Oh, and the AF points on the R are low-precision - in other words, they are way too large to use the way you use the precision points on a good modern SLR. (7D, 5D III and later, etc.)

The one good thing is that they cover pretty much the entire field of view. You can, for example, select a point in the lower left corner, which is sometimes very useful.

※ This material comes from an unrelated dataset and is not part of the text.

PR #1922, opened 2024-07-20
fix(engine-v2): Do not forward headers that impact our subgraph request processing

Finistere:
Do not forward hop-by-hop headers and other headers like `Accept` and `Content-Length` which would impact the subgraph request


engine/crates/engine-v2/src/execution/header_rule.rs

Actually, it would be quite simple to fix. All it needs is a mode where it offers a reduced number of selectable AF points via custom function, something like the number of points on a good SLR only spread out over the entire screen. (Good SLRs already do this for their lesser number of hardware AF points, have done for years.) Then, assuming a decent body design with proper controls, you can use the joystick (or, if desired, the touch screen) to select the point you want quickly and accurately, without having to move your hands or take your eye away from the viewfinder. Presumably, Canon will do exactly that when they get around to making a professional or semi-professional standard mirrorless model. (Unless they have completely lost the plot, of course. Their long history of excellent ergonomic SLR design provides evidence that they know how to do this stuff. Their existing two rushed and poorly-thought-out full frame mirrorless products (the R and the RP) suggests that they don't care anymore. Wait and see.)

Journeyman
31-10-2020, 7:32am
Good day,
I would like some help with BBF please? Canon 7D2 II.
My aging scrunched up tissue-clump masquerading as a brain sometimes moves things out of reach.

I understand how to set up the buttons to back focus and function.

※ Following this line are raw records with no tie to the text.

PR #1928, opened 2024-07-22
fix(engine-v2): forward header rule should not duplicate

pimeys:
A test case:

```toml
[[headers]]
rule = "forward"
pattern = "^.*$"

[[headers]]
rule = "remove"
pattern = "^x-amzn-mtls-.*"

[[headers]]
rule = "forward"
name = "x-client-auth-ctx"
rename = "x-graph-client-auth-ctx"
```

The little bit of info that I am missing. Subject following:
Is the focusing action a press/release/shoot action or
Press/hold/shoot action.

e.g. Emu wearing yellow gum boots (my sight demands easy subjects) is still.
Press/forget/shoot. All good so far.
The emu decides to run:
AI Servo - BBF press/hold/shoot while following or press/release/shoot?

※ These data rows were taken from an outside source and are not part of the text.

PR #1929, opened 2024-07-23
chore(engine-v2): Create response modifier executor with proper dependencies

Finistere:
So adjusting the `ResponseModifier` creation to be the same as the `QueryModiifer`, used a different data layout initially, but was a mistake. So a modifier is roughly just a rule (which `@authorized` directive basically) and a list of impacted fields.

Now I'm defining whenever a SelectionSet object needs to be tracked in the "logical planning" phase, the "shape" phase then create an appropriate `ResponseObjectSetId` whenever necessary. Had to do this because now a ResponseModifier points to its impacted fields (where we need to track objects), rather than the opposite.

In the execution planning phase, I'm building `ResponseModifierExecutor` which will do the actual modification if the field is still queried after the query modifications. This is also where I define all the dependencies between execution plans and response modifiers. I define all of those by relying on the input & output fields of each of them.

### DIFF
--- a/engine/crates/engine-v2/src/execution/planner/builder.rs
+++ b/engine/crates/engine-v2/src/execution/planner/builder.rs
@@ -1,49 +1,51 @@
-use std::{borrow::Cow, collections::HashMap};
+use std::{
+    borrow::{Borrow, Cow},
+    collections::HashMap,
+};
 
+use itertools::Itertools;
 use schema::{RequiredFieldSet, ResolverWalker};
 
 use crate::{
-    execution::{ExecutableOperation, ExecutionPlan, ExecutionPlanId, PlanWalker, PreExecutionContext},
-    operation::{FieldId, LogicalPlanId, OperationWalker, SelectionSetId},
-    response::{ResponseViewSelection, ResponseViewSelectionSet, ResponseViews},
+    execution::{
+        ExecutableOperation, ExecutionPlan, ExecutionPlanId, PlanWalker, PreExecutionContext, ResponseModifierExecutor,
+    },
+    operation::{FieldId, LogicalPlanId, OperationWalker, ResponseModifierRule, SelectionSetId, SelectionSetType},
+    response::{ResponseObjectSetId, ResponseViewSelection, ResponseViewSelectionSet},
     sources::PreparedExecutor,
-    utils::BufferPool,
     Runtime,
 };
 
-use super::PlanningResult;
+use super::{BuildContext, PlanningResult};
 
-pub(super) struct RequirementsBuildContext<'ctx, 'op, 'parent, R: Runtime> {
-    ctx: &'op PreExecutionContext<'ctx, R>,
-    operation: &'op ExecutableOperation,
-    response_views: &'parent mut ResponseViews,
-    response_view_selection_buffer_pool: &'parent mut BufferPool<ResponseViewSelection>,
+pub(super) struct ExecutionBuilder<'ctx, 'op, R: Runtime> {
+    pub(super) ctx: &'op PreExecutionContext<'ctx, R>,
+    pub(super) operation: &'op ExecutableOperation,
+    pub(super) build_context: &'op mut BuildContext,
 }
 
-impl<'ctx, 'op, 'parent, R: Runtime> RequirementsBuildContext<'ctx, 'op, 'parent, R>
+impl<'ctx, 'op, R: Runtime> std::ops::Deref for ExecutionBuilder<'ctx, 'op, R> {
+    type Target = BuildContext;
+    fn deref(&self) -> &Self::Target {
+        self.build_context
+    }
+}
+
+impl<'ctx, 'op, R: Runtime> std::ops::DerefMut for ExecutionBuilder<'ctx, 'op, R> {
+    fn deref_mut(&mut self) -> &mut Self::Target {
+        self.build_context
+    }
+}
+
+impl<'ctx, 'op, R: Runtime> ExecutionBuilder<'ctx, 'op, R>
 where
     'ctx: 'op,
-    'op: 'parent,
 {
-    pub(super) fn new(
-        ctx: &'op PreExecutionContext<'ctx, R>,
-        operation: &'op ExecutableOperation,
-        response_views: &'parent mut ResponseViews,
-        response_view_selection_buffer_pool: &'parent mut BufferPool<ResponseViewSelection>,
-    ) -> Self {
-        Self {
-            ctx,
-            operation,
-            response_views,
-            response_view_selection_buffer_pool,
-        }
-    }
-
-    pub(super) fn build_execution_plan(
+    pub(super) fn insert_execution_plan(
         mut self,
         execution_plan_id: ExecutionPlanId,
         logical_plan_id: LogicalPlanId,
-    ) -> PlanningResult<(ExecutionPlan, Vec<FieldId>)> {
+    ) -> PlanningResult<()> {
         let logical_plan = &self.operation[logical_plan_id];
         let resolver = self
             .ctx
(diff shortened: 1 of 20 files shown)


engine/crates/engine-v2/src/execution/planner/mod.rs
```diff
@@ -1,131 +1,212 @@
...
+                {
+                    self.operation[parent_id].dependent_response_modifiers.push(child_id);
+                    self.operation[child_id].parent_count += 1;
+                }
+            }
+        }
 
-        operation.response_views = response_views;
+        // All execution plans that must be executed *after* a response modifier
+        for (i, output_fields) in take(&mut self.response_modifier_executors_output_fields)
```
Finistere, line 155: the logic here isn't really accurate, fixed it in later PR

engine/crates/engine-v2/src/execution/planner/mod.rs
```diff
@@ -1,131 +1,217 @@
...
     response::{ResponseViewSelection, ResponseViews},
     sources::PreparedExecutor,
     utils::BufferPool,
     Runtime,
 };
 
-use super::{header_rule::create_subgraph_headers_with_rules, ExecutableOperation};
+use super::{header_rule::create_subgraph_headers_with_rules, ExecutableOperation, ResponseModifierExecutor};
 
 pub(super) struct ExecutionPlanner<'ctx, 'op, R: Runtime> {
```
obmarg, line 21: Does this even need to be public?  Looks like it's only used inside the plan function

engine/crates/engine-v2/src/execution/planner/mod.rs
```diff
@@ -1,131 +1,217 @@
...
     ctx: &'op PreExecutionContext<'ctx, R>,
     operation: ExecutableOperation,
+    build_context: BuildContext,
+}
+
```
obmarg, line 26: What's the point/difference between this and the ExecutionBuilder I just finished reading?  I can only see 3 functions on this thing - could they just be free standing functions that take 1-3 parameters?  There's a ton of ambiguous structs in this code, it'd be nice if we could ditch some of them...

engine/crates/engine-v2/src/execution/planner/mod.rs
```diff
@@ -1,131 +1,217 @@
...
+    let operation = ExecutionPlanner {
+        ctx,
+        build_context: BuildContext {
+            logical_plan_to_execution_plan_id: vec![None; operation.plan.logical_plans.len()],
+            io_fields: Vec::with_capacity(operation.fields.len()),
+            ..Default::default()
+        },
+        operation,
+    }
+    .build()?;
```
obmarg, line 103: `ExecutionPlanner::build` returns an operation?  I'd kind of assume that it returns a builder for or an instance of ExecutionPlanner.  Might be better named plan?  Although as I said above - if we could just get rid of this that'd be even better.

engine/crates/engine-v2/src/execution/planner/mod.rs
```diff
@@ -1,131 +1,217 @@
...
         if let Some(mut prev) = mutation_fields_plan_order.next() {
             for next in mutation_fields_plan_order {
-                if !operation[prev].children.contains(&next) {
-                    operation[prev].children.push(next);
-                    operation[next].parent_count += 1;
+                if !self.operation[prev].children.contains(&next) {
+                    self.operation[prev].children.push(next);
+                    self.operation[next].parent_count += 1;
                 }
                 prev = next;
```
obmarg, line 207: This kind of looks like [tuple_windows](https://docs.rs/itertools/latest/itertools/trait.Itertools.html#method.tuple_windows), might be easier to just use that (if i'm reading right)

obmarg (approved):

engine/crates/engine-v2/src/execution/planner/builder.rs
```diff
@@ -1,63 +1,65 @@
...
 
-pub(super) struct RequirementsBuildContext<'ctx, 'op, 'parent, R: Runtime> {
-    ctx: &'op PreExecutionContext<'ctx, R>,
-    operation: &'op ExecutableOperation,
-    response_views: &'parent mut ResponseViews,
-    response_view_selection_buffer_pool: &'parent mut BufferPool<ResponseViewSelection>,
+impl<'ctx, 'op, R: Runtime> std::ops::DerefMut for ExecutionBuilder<'ctx, 'op, R> {
+    fn deref_mut(&mut self) -> &mut Self::Target {
+        self.build_context
+    }
```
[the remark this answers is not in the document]
Finistere: Well have to admit I'm probably abusing this deref pattern and that's not great. I'm not entirely sure how to solve it though. I often end up with basically 3 levels of context:
- `ctx`: PreExecutionContext / ExecutionContext which holds the engine, schema typically
- A root struct for the current phase: binding, solving requirements, computing shapes, building executors/execution plans
- A nested struct with additional local context: the current plan being built, the current selection set being solved, etc..

I'm always using `Deref` so that the 3rd level has access to the 2nd one and I add utility methods for schema/walker at the 2nd one usually. Without `Deref` I would need to add an extra field for like 3/4 of the `self.` usage.

But maybe I should replace the 2nd level with a Context, have its function be free-standing functions and pass that around in the 3rd level with local context

engine/crates/engine-v2/src/execution/planner/mod.rs
Finistere: The `ResponseModifierExecutor` could be `pub(in crate::execution)` currently it's `pub(crate)`

engine/crates/engine-v2/src/execution/planner/builder.rs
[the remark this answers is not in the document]
obmarg: > Without `Deref` I would need to add an extra field for like 3/4 of the `self.` usage.

Yeah, I am not sure either - one thing that occurred to me is literally just doing `let context = &self.build_context;` at the start of the function (or similarly `let Self { ctx, build_context } = &self`).  Although I don't know if lifetimes/mutability restrictions or whatever are going to fuck that up. 

> But maybe I should replace the 2nd level with a Context, have its function be free-standing functions and pass that around in the 3rd level

Yeah a few extra parameters (potentially on free standing functions) are another possibility.

Without actually trying things I don't really know the solution (and also don't think it _needs_ to be solved right now) - just wanted to raise it as a concern.  Deal with it as you like (or don't)

engine/crates/engine-v2/src/execution/planner/mod.rs
obmarg: I'm talking about ExecutionPlanner - it's `pub(super)` but appears to be both constructed and dropped inside this module.  Seemed like an implementation detail of this module.  Unless I'm missing something

Finistere: ah right, leftover you're right

engine/crates/engine-v2/src/execution/planner/builder.rs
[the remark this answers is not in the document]
Finistere: I think you're right and needs to be fixed, what I'm doing is akin to the cake pattern in Scala which is an anti-pattern. And here it's particularly bad with the mutability issue of the operation leading to even more complexity. Since I'm re-using this same anti-pattern all the time, need to figure out how to structure it properly without it. I keep coming back to it being the lowest-effort solution for me right now. I'll do it next week after field analytics

engine/crates/engine-v2/src/execution/planner/mod.rs
Finistere: Well yeah, my problem is there I currently need to modify the `ExecutableOperation` at some point, and then I'm relying on it being immutable and I'm alternating those phases... So that's something I want to fix, and seems like I fixed the core issue that I had at some point. Those could be free-standing functions. I will take a stab on this next week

Thank you for your advice a knowledge,
Kind regards,
Journeyman (Dennis)

ameerat42
31-10-2020, 8:33am
Who...? Me...? What knowledge...?:confused013
I liked reading your post. It made me :D

I did a search on this dark art and found this video, which surprisingly, is reasonably informative:
https://www.youtube.com/watch?v=2AXUzslHnRc

As well as any other replies you get here, do a search on something like:
"bbf on canon 7d2"

tandeejay
31-10-2020, 8:50am
From what I understand on BBF it depends on what you set the cameras focus mode to.

When you press the button, it activates whatever focus mode you have active. I have mine set on continuous autofocus so when I press the button, the camera will continue to maintain and adjust focus, and will stop trying as soon as you release the button.

If your photographing a stationary object from a tripod, then pressing the button to focus then releasing the button before you press the shutter button will work perfectly well. If your subject is moving in relation to the focal plain, you can just keep your finger on the BBF button to tell the camera to continue to maintain focus while you press the shutter button.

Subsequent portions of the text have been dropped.